There was a video going around in April of Tommy Robinson arguing with two Muslim men. Robinson was grilling them on their views of sexual relationships with children, and the two Muslim men were openly saying that it was absolutely okay, so long as the child had undergone puberty.
What was striking about this video is just how normal this seemed for these two men Robinson was arguing with. It was almost like they were ready and willing to just shrug and say "duh," and as Robinson pointed out to them, this is exactly why they have grooming gangs terrorizing Europe. They do not see any of this as an issue.
*LANGUAGE WARNING*
Outside Westminster Magistrates Court Tommy @TRobinsonNewEra speaks to 2 Muslims. Apparently in Islam it's perfectly respectable to have sex with a girl if she has reached puberty.
— David Atherton (@DaveAtherton20) April 9, 2025
Hence we have a grooming gang problem. pic.twitter.com/A0KJ50sXUS
But this is something that Islam makes okay in many Middle Eastern cultures. The "age of marriage" in some hadiths is agreed to be around nine-15 years old.
Shocking, but the important thing to understand here is that these are effectively laws and rules handed down by religious authority figures. This makes these rules no-brainers for them. They need not question their validity. They don't have to wonder if it's wrong. This is an idea checked off by their god. There's no more consideration necessary. Questioning might even be blasphemy.
Now, here in the West, we actually operate on similar ideas in terms of how our societal rules come about. Our rules look a whole lot different from their rules, and mostly revolve around treating an individual as states of their own that governmental forces cannot intrude upon without reason and due process. The American Constitution is the greatest example of this, and what's more, is that we've backed up every right enshrined in said Constitution by putting it so high on the shelf that it rests in the Kingdom of Heaven at the very throne of God, far out of the reach of Earthly forces.
This is a brilliant move by our founding fathers, who were well aware of how governments could be at that point.
Nick Arama reported recently about how Tim Kaine openly said he thinks the idea of rights not coming from a government is "extremely disturbing" and cited Islam as a reason why a more secular approach is preferable:
The notion that rights don’t come from laws and don’t come from the government, but come from the Creator... that’s what the Iranian government believes. It’s a theocratic regime that bases its rule on Sharia law and targets Sunnis, Bahá’ís, Jews, Christians, and other religious minorities. And they do it because they believe that they understand what natural rights are from their Creator. So, the statement that our rights do not come from our laws or our governments is extremely troubling.

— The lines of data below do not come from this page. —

Issue #195, opened 2020-11-30
Consider using futures-intrusive


Matthias247:
This crate contains yet another implementation of async channels and semaphores. The implementation here comes with the downsides of the earlier `futures`-like implementation that an [unbounded list of waiting tasks needs to be stored in the sync primitives](https://github.com/DataDog/glommio/blob/035535a61d1d8e9dc3b64cf0044fb8d48a01354e/glommio/src/sync/semaphore.rs#L47-L48).  This has 2 downsides:
- A heap allocation is necessary
- This list might grow in some high-load situations, and might never be shrunk later on, leading to memory leakage

[futures-intrusive](https://docs.rs/futures-intrusive/0.4.0/futures_intrusive/) demonstrated how to build async sync primitives which use intrusive linkage instead of heap allocated task lists, and thereby doesn't require any dynamic memory allocation. The same approach was now also picked up by the tokio sync primitives.

You migth be interested in doing the same. And btw: `futures-intrusive` also offers non-`Sync` versions of those primitives which do not require any "real" OS mutex, e.g.
- [LocalSemaphore](https://docs.rs/futures-intrusive/0.4.0/futures_intrusive/sync/type.LocalSemaphore.html)
- [LocalChannel](https://docs.rs/futures-intrusive/0.4.0/futures_intrusive/channel/type.LocalChannel.html)

Those could be helpful to you out of the box

laa:
Hi @Matthias247 . Thank you very much for the tip. I will look on it.

glommer:
In particular I am *very* unhappy with the fact that we need an allocation for the `Source` of the io_uring operation and was thinking yesterday how we can make that better.

laa:
I have checked the code (not in all details though) and I suppose I will borrow the concept, not the library itself. There are a couple of reasons:
1.  Glommio has bigger a set of primitives then `futures-intrusive` and some more will be added.
2.   'futures-intrusive' and `glommio` have different design goals which intersect only partially. That may lead to different and contradictions design decisions. 
3. Because synchronization primitives are in the core of the design of `glommio` I prefer to have as more control as possible on such part of code.

But the overall idea is very good, I do like it. It will take a couple of weeks (2-3) for me to implement it.

laa:
@glommer sorry but I suppose this issue should be reoponed because it is not completely fulfilled. Rc type is boxed, so there are still some allocations once futures are paused. I will try to provide Rc-free versions in 2-3 days.

PR #219, opened 2020-12-11
 local_channel implementation was changed to use intrusive linked lists

laa:
Intrusive linked lists are used as an implementation of a waiting list and as the implementation of container for the items.

### What does this PR do?
 Fix of the issue #195. Final part.

 Heap allocations inevitable to happen inside of the collections
 were removed.
 Because intrusive collections work only with containers all nodes
 are wrapped to Rc (instead of Box, because that obviously will
 break the point of this change) which adds a bit of noise
 to implementation.

### Motivation

Reduce the number of heap allocations.

### Related issues

for this Pull Request.

### Additional Notes

Issue #195

### Checklist


glommer (approved):
This was easier for me to follow than the other two, perhaps because the channel code was fresher in my head.

Great work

Catholic Bishop Robert Barron made a brilliant reply that points out the basic truth that the rights given by God are inalienable because God is a much higher authority. I definitely recommend giving Nick's article a read, if you haven't already.
But the key thing that goes overlooked, I believe, isn't just about our rights, but what we consider to be the value of an individual and how we perceive said value.

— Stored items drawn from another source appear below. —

Issue #575, opened 2022-10-22
Extend read ownership of `DmaBuffer` past `write_to`


vlovich:
I had this thought that it would be really convenient to be able to continue doing some kind of background processing of the data buffer in a background thread (e.g. converting it into a more optimal data structure) while I/O is ongoing without requiring a copy. I'm not too familiar with how io_uring works so maybe this isn't possible, but would it make sense to try to offer the ability to extend the read lifetime of a `DmaBuffer` by creating a `ReadReference` which would preclude that buffer being reused for allocation until it's dropped? Happy to try to work on this if you think it's possible & would welcome a contribution along these lines.

glommer:
I think it is possible, but would require a different API.

This needs more thought to make sure the API is sane, we wouldn't be able to do this by just adding stuff on top of `write`. But it is something that other people had requested in the past, and I think it is reasonable.

This seems to me mostly a rust issue, not an io_uring issue. io_uring will write whatever pointer you give it. The biggest question is how to derive an API in which buffers are safely shared on the rust side. The buffer needs to be writeable up to a point, but then after you pass it down to write, it needs to be read only. It also has to be safe enough so it is not dropped until the kernel returns, and handle cancellations.

IOW, totally possible, just need a really sane API.

vlovich:
I figured it was going to be a Rust thing. The only concern I had was that submitting an io_uring buffer passed off ownership of the buffer to the kernel. My perhaps naiive idea (I'm very new to Rust), is to basically just have:

```
impl DmaBuffer {
  fn seal(self) -> SealedDmaBuffer { ... }
}
```

Then all `write` methods can be changed to require taking a `SealedDmaBuffer`. A `SealedDmaBuffer` is clonable and acts like a `ReadResult`. Each `SealedDmaBuffer` holds a non-atomic reference counter that prevents that buffer from getting reused.

PR #579, opened 2022-10-25
`SealedDmaBuffer` that provides a read-only view that can survive being submitted for writing.

vlovich:
### What does this PR do?

Introduces a `SealedDmaBuffer` which is a read-only view that's submitted to file writes. This new struct is clonable and maintains
a Rc to the underlying owned buffer.

### Motivation

Today submitting a `DmaBuffer` causes you to lose the ability to do anything else with that buffer. However, it's desirable to be
able to post-process that buffer in the background without losing it (e.g. perhaps you want to maintain that buffer in-memory
as a cache of what you wrote or you want to post-process the data in some way).

### Related issues

#575 

### Additional Notes

I wasn't sure if I should add `write_sealed_at` or break compat by changing `write_at` (callers would need to call `.into` or `.seal` on the buffer they were previously supplying). I went with the option of not breaking back compat but technically since this is
a `0.x` library it probably would be OK?

I also wasn't really sure what kind of tests would constitute test coverage here. Putting up the code as a starting discussion point of what I was thinking of.

### Checklist

### DIFF
--- a/glommio/src/io/dma_file.rs
+++ b/glommio/src/io/dma_file.rs
@@ -19,7 +19,7 @@ use crate::{
         read_result::ReadResult,
         ScheduledSource,
     },
-    sys::{self, sysfs, DirectIo, DmaBuffer, PollableStatus},
+    sys::{self, sysfs, DirectIo, DmaBuffer, PollableStatus, DmaSource},
 };
 use futures_lite::{Stream, StreamExt};
 use nix::sys::statfs::*;
@@ -250,7 +250,7 @@ impl DmaFile {
     pub async fn write_at(&self, buf: DmaBuffer, pos: u64) -> Result<usize> {
         let source = self.file.reactor.upgrade().unwrap().write_dma(
             self.as_raw_fd(),
-            buf,
+            DmaSource::Owned(buf),
             pos,
             self.pollable,
         );
--- a/glommio/src/io/dma_file.rs
+++ b/glommio/src/io/dma_file.rs
@@ -19,7 +19,7 @@ use crate::{
         read_result::ReadResult,
         ScheduledSource,
     },
-    sys::{self, sysfs, DirectIo, DmaBuffer, PollableStatus, DmaSource},
+    sys::{self, sysfs, DirectIo, DmaBuffer, DmaSource, PollableStatus},
 };
 use futures_lite::{Stream, StreamExt};
 use nix::sys::statfs::*;
@@ -29,6 +29,7 @@ use std::{
     os::unix::io::{AsRawFd, RawFd},
     path::Path,
     rc::Rc,
+    sync::Arc,
 };
 
 use super::Stat;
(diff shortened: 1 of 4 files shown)


glommer:
Hi @vlovich ! I merged your other two commits, so there's a conflict here now. (thanks!)

I'll review this with more care tomorrow, but from your description alone, the separate file is warranted if nothing else, so that the user not always have to worry about sealing buffers.

glommer:
In which situations do you expect the user to keep using a `DmaBuffer` ?

glommer:
I think a potential alternative approach for us to consider is do something similar to what mutexes will commonly do: have a variant that takes &T, and another variant that takes Rc<T> as an argument. 

The main problem of internally converting `DmaBuffer` to its Sealed version, is that we're adding an allocation for the `Rc` for no reason.

So I'd consider letting `write_at` as is: it is safe, because we take ownership of the buffer, which cannot be written to.

A different signature, `write_static_at`, takes an `Rc<DmaBuffer>` (static comes from nomenclature usually used for `T` vs `Rc<T>`)

vlovich:
Oh very good points. I forgot that `Rc` would have to be a heap-allocated struct for the counter

> In which situations do you expect the user to keep using a DmaBuffer ?

Only to fill it up. Normally I'd expect them to not use it.

My goal is to make `SealedDmaBuffer` "0-overhead". Do you think that's possible by moving the counter down into the underlying buffer which is presumably already heap-allocated?

glommer:
It is possible, but now you have to allocate a bigger buffer, and this can be quite wasteful and have bad results with the allocator.

for example, if you want 4kB buffers, you need at least 4kB+512b buffers allocated (for alignment reasons) that can create fragmentation.

You can then have an (atomic) counter somewhere and essentially open code an RC (Arc, if you go atomic)

vlovich:
That's a fair point. I think I'll go with the simpler version where the API can accept `Rc<T>` or `T` vs trying to hand-roll an RC myself.

vlovich:
I realized I probably might need `Arc` as well so I added both `Rc` and `Arc` variants. I'm not familiar with the nomenclature to use so for now I went `write_shared_at` and `write_send_at`. Please let me know what the final names should actually be.

glommer:
BTW - tests are failing.
The failure are related to an nvme environment variable, but since all other I/O tests are passing there must be something wrong with the added code.

About naming, some prior art:

https://docs.rs/async-mutex/latest/async_mutex/struct.Mutex.html#method.lock_arc

Async mutex will call it "lock_arc"

glommer (approved):

glommer:
I am 100% ok now with the implementation - thanks!

Let's just figure out the naming and why tests are failing and I can press the button

vlovich:
Sorry for the delay. Other things came up at work and I've also come down with something. Will try to get this PR cleaned up and ready to merge.

vlovich:
Another thought I had is that actually you don't need to pad by 512 bytes if you put the counter at the end of the allocation, right?

glommer:
Sorry @vlovich, I am not sure which counter you are talking about.

In any case, the best answer to questions like that come in the form of unit tests!

vlovich:
We had discussed how we could store the reference count for the io_uring buffer inline with the allocation. Your concern was that it brings up padding issues to maintain alignment, but I think that's only true if you put the counter at the end. If you put it at the beginning, you don't need any extra padding I think - you can just tack on the extra space for a size_t.

glommer:
Okay, that makes sense now. But I don't think it changes anything materially.

Let's say you have a 160kB pool of memory. That can fit 10 16kB buffers. But if you now add an in-buffer counter to that, you will be able to allocate only 9 buffers out of that pool.

The problem is made worse by alignment issues, and that may indeed be made less prominent by adding the reference counter to the end, but you still have the memory fragmentation issue.

vlovich:
> Let's say you have a 160kB pool of memory. That can fit 10 16kB buffers. But if you now add an in-buffer counter to that, you will be able to allocate only 9 buffers out of that pool.

Sure. Is that maybe an acceptable tradeoff? We're talking about ~0.1% overhead with 4kib buffers and 1/4 of that for 16 kib buffers while adding some nice flexibility without forcing any heap allocations onto the caller. I guess I don't have context to know how to evaluate whether or not the 160kib use-case can maybe allocate 160kib + 40 bytes to account for the overhead of the counter? Or are you saying you have a contiguous 160kib and you're wrapping a DmaBuffer around each consecutive chunk & that each one of those then needs to be 4kib (512 byte?) aligned for direct I/O?

glommer:
the buffers will have to be aligned at some level, so even if you add this to the end, as you suggested, you then have to pad the next allocation, so the overhead is at least 512b.

I am saying that it is actually likely more than that, since you will want to align a 4kB buffer to a 4kB address. So now you have 4kB+512, but if the next buffer wants to be 4kB aligned, that's a lot of overhead.

vlovich:
That's a good point. I'm mostly dealing with relatively large buffers being allocated (i.e. 8 MiB or more at a time) so the extra overhead is minimal for my use-case and I hadn't considered the use-case that you're allocating the minimum amount at all times. I think for cases where the intrusive RC would work (i.e. allocating large buffers), we'd have to then create a separate API call for when users want the intrusive RC and know they're working with larger buffers such that it would make sense. Thanks for pointing out the bug in my thinking.

vlovich:
Tests were missing a `.join("testfile")` when opening the path.

vlovich:
@glommer the test failures here seem unrelated to my change. Did something change in the test environment?

vlovich:
#586 should fix the CI failures.

glommer:
There were some conflicts, they seemed easy enough, and I resolved them. Tests are not passing - not sure if preexisting or due to the resolution. I will take a look soon.

It looks great other than that.

vlovich:
I think the merge conflicts were resolved incorrectly. It was just a conflict that I added 1 test in the other branches in a similar spot to 2 other tests so there wasn't any merging needed vs just telling kdiff3 the alignment points.

glommer:
@vlovich FYI : I still see CI failures.

vlovich:
Yeah I saw. I've been in and out of meetings today. Will try to get this fixed. Not sure how to repro it locally so iteration times are a PITA.

glommer:
It reproduces for me.
I'll take a look

glommer:
The problem is in the doc test for `write_rc_at`. The issue is that even though the code doesn't run, it does have to compile, which it doesn't.

It doesn't compile because `index()` does not return a `Future`, and `join!` expects both arms to be the same.

We need to make `index()` async, and in general it has to return something similar to `write_rc_at` as well.

vlovich:
Yeah, I just finished it. One thing I wanted to highlight is that the `arc` implementation may be broken design-wise (I copied the implementation mostly from `rc`). Here's the example code that works for me:

```
    /// ex.run(async {
    ///     let file = DmaFile::create("test.txt").await.unwrap();
    ///
    ///     let mut buf = file.alloc_dma_buffer(4096);
    ///     // Write some data into the buffer.
    ///     populate(&mut buf);
    ///
    ///     // Seal the buffer by moving ownership to a non-threaded reference
    ///     // counter on the heap.
    ///     let write_buf = Arc::new(buf);
    ///     let read_buf = write_buf.clone();
    ///     let buf_view = unsafe { std::mem::transmute(read_buf.as_bytes()) };
    ///
    ///     let (written, transformed) =
    ///         join!(
    ///             async { file.write_arc_at(write_buf, 0).await.unwrap() },
    ///             async { () }
    ///         );
    ///     let transformed = executor().spawn_blocking(move || async move { transform(buf_view) });
    ///     assert_eq!(written, 4096);
    ///     file.close().await.unwrap();
    ///
    ///     // transformed AND buf can still be used even though the buffer got
    ///     // written. Note that there may be performance issues if buf is large
    ///     // and you remain hanging onto it.
    /// });
```

Note the existence of `unsafe` because the lifetime of the `buf_view` is required to be `static`. Similarly, I can't move the actual `Arc<DmaBuffer>` into the `spawn_blocking` closure because `DmaBuffer` isn't Send... Not sure how to fix it here. Should I actually require passing in `Arc<RwMutex<DmaBuffer>>`? I can't implement the `Send` trait for `Arc<DmaBuffer>` (even though in principle it's safe?) because `Arc` is external to this crate and `Send` on `DmaBuffer` is incorrect.

I also added a new test `mirror_buffer_to_two_files` but it's not passing for me for some reason (not sure about CI) - the read fails but I'm not sure if that's an issue on my machine. I'm not noticing anything wrong in the code and the returned error code 95 EOPNOTSUPP makes no sense and isn't documented for `read`. I've tried various variants of this including one where I only write the buffer directly (no `write_rc_at`) and then read the file directly and get the same problem (yet `file_simple_readwrite` passes for me... :confused:) 

I'm noticing one thing that's a bit weird API-wise is that I can create a DmaBuffer in one file and then pass it into a second file (perhaps on a different filesystem with totally different alignment requirements), but I can't allocate the DmaBuffer outside of a file. It's a bit weird and not sure a) if that might cause issues b) whether there should be an ability to just call `DmaBuffer::new` that carries a documentation warning "it's your responsibility to match the alignment of the file".

glommer:
Do you have a strong use case for the Arc version? It would be better to merge just the rc and let it cook for a while.

glommer:
It's more in character for us to keep just the RC, and also seems safer in this case, so I'll advocate for that. It gives us time to mature options as well.

glommer:
@vlovich heads up, I removed the arc variant, and merged this.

We here in the West, and more accurately, America, think the individual is so valuable that we have moved the sanctity of said individual out of our own reach. Administrations come and go, the culture may shift its values, and trends can rise and fall, but no matter what direction the maelstrom of human events blows, the rights of the people remain unchanged as they reside in the eternal peace and unchanging love of the Kingdom of our Heavenly Father.
So powerful is that concept that our rights have endured many attempts to have them stripped.
And that's key to understanding the point about secular governments. Man changes, and when man changes, so do the laws subject to that change. Abortion, for instance, was never a "right" (nor should it be), and the moment the public shifted in a more pro-life direction, Roe v. Wade was burned to the ground.
A secular government that bases its laws on secular beliefs, such as Kaine's position, is subject to time and ultimately malleable.
And what it is malleable to is something worth stopping to really think about.
Human events in a secular world may shift secular laws, but what if the culture is influenced and ultimately dominated by another culture that sees its rules as given to them by their god? Suddenly, this secular society will find itself adopting rules and principles that ultimately play to the more religious aspects of the culture, and if those rules are hard and fast, then that society has zero chance of protecting itself from the "higher authority" looking to change it.
Islam is currently infecting the U.K. and European countries in a big way. Many Europeans are suddenly finding themselves in the midst of a cultural takeover that is beginning to drift into legal territory. The U.K. now has something like a blasphemy law that punishes citizens for doing things like burning Qurans.
If this continues, the U.K. will be so influenced by the higher power that many Muslims appeal to that it will cease to be a Democratic country. It will have become a society that bases its laws on a religious text, and that religious text can't be questioned.
We give our rights to God because our legal system needs to be strong to repel those who would see human value as less than what it actually is, whether it's the secular, the demonic, or whatever other forces might try to devalue the individual. Only He can truly protect us from the world, and Kaine, a supposed Catholic, should understand that.